(WHAT YOU NEED TO DO)
Throughout the material below, count the lines that include the string "properly", then report only the resulting number.

(PROVIDED RECORDS)

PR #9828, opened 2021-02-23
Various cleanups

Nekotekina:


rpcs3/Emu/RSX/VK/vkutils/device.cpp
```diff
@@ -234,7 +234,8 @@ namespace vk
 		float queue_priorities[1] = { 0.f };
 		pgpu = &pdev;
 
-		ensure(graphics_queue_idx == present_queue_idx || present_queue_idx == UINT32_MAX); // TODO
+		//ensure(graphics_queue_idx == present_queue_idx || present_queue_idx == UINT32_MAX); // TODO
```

--

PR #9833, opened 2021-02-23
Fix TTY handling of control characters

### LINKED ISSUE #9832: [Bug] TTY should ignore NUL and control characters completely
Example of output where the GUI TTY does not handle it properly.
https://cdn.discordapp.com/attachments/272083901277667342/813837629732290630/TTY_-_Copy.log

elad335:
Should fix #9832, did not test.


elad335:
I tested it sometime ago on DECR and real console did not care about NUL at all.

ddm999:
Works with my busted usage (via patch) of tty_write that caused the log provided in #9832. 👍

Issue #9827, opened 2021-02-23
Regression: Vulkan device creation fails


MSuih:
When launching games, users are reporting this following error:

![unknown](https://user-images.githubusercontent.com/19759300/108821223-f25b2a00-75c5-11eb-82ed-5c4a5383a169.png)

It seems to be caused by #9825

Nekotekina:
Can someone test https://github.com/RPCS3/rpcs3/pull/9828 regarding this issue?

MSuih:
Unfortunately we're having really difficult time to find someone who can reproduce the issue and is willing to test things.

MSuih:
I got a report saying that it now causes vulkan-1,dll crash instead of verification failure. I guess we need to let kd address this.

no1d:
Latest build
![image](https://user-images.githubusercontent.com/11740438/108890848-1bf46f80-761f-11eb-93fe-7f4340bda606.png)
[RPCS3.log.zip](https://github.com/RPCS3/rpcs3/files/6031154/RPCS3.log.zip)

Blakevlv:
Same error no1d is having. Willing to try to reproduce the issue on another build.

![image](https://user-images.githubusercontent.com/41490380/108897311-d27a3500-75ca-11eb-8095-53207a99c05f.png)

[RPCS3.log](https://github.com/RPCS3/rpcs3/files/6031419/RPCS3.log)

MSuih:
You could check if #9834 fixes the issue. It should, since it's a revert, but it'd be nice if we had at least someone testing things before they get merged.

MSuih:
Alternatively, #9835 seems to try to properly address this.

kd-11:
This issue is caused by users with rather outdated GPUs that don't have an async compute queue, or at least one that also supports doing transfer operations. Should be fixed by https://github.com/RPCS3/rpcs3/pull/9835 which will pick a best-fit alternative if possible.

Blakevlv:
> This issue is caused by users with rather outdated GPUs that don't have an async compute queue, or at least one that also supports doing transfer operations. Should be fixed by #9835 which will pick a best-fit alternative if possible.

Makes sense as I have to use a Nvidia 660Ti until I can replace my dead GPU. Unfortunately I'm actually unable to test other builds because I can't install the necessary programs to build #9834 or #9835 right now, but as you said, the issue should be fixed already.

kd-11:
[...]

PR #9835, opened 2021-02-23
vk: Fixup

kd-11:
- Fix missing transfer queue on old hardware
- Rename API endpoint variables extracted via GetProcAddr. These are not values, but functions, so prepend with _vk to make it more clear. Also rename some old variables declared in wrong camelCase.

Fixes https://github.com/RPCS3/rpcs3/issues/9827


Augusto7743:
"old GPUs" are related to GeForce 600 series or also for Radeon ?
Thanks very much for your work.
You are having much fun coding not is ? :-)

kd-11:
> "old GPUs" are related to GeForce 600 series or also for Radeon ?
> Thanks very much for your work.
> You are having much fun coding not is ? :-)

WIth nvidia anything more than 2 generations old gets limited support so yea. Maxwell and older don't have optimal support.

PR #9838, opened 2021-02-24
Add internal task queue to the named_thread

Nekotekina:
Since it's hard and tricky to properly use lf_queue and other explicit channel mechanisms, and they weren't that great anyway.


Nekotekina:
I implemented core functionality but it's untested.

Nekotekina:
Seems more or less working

==

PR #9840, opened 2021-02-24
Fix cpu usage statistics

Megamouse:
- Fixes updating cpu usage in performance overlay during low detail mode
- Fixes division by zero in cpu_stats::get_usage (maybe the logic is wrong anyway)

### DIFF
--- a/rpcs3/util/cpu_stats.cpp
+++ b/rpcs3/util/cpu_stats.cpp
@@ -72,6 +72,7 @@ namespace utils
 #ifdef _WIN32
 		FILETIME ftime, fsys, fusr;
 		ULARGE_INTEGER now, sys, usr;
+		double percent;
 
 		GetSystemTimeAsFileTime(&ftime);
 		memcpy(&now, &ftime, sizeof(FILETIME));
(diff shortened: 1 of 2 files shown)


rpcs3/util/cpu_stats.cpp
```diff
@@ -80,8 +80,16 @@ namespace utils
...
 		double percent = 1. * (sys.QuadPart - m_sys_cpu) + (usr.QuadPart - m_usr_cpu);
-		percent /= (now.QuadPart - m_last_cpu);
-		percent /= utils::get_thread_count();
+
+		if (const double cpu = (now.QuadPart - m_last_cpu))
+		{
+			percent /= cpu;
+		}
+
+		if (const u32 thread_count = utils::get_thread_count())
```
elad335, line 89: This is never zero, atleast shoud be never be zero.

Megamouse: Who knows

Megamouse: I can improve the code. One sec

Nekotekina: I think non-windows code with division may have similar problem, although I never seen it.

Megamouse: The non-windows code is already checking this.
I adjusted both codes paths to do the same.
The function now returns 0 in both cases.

(EXERCISE SOLUTION)
3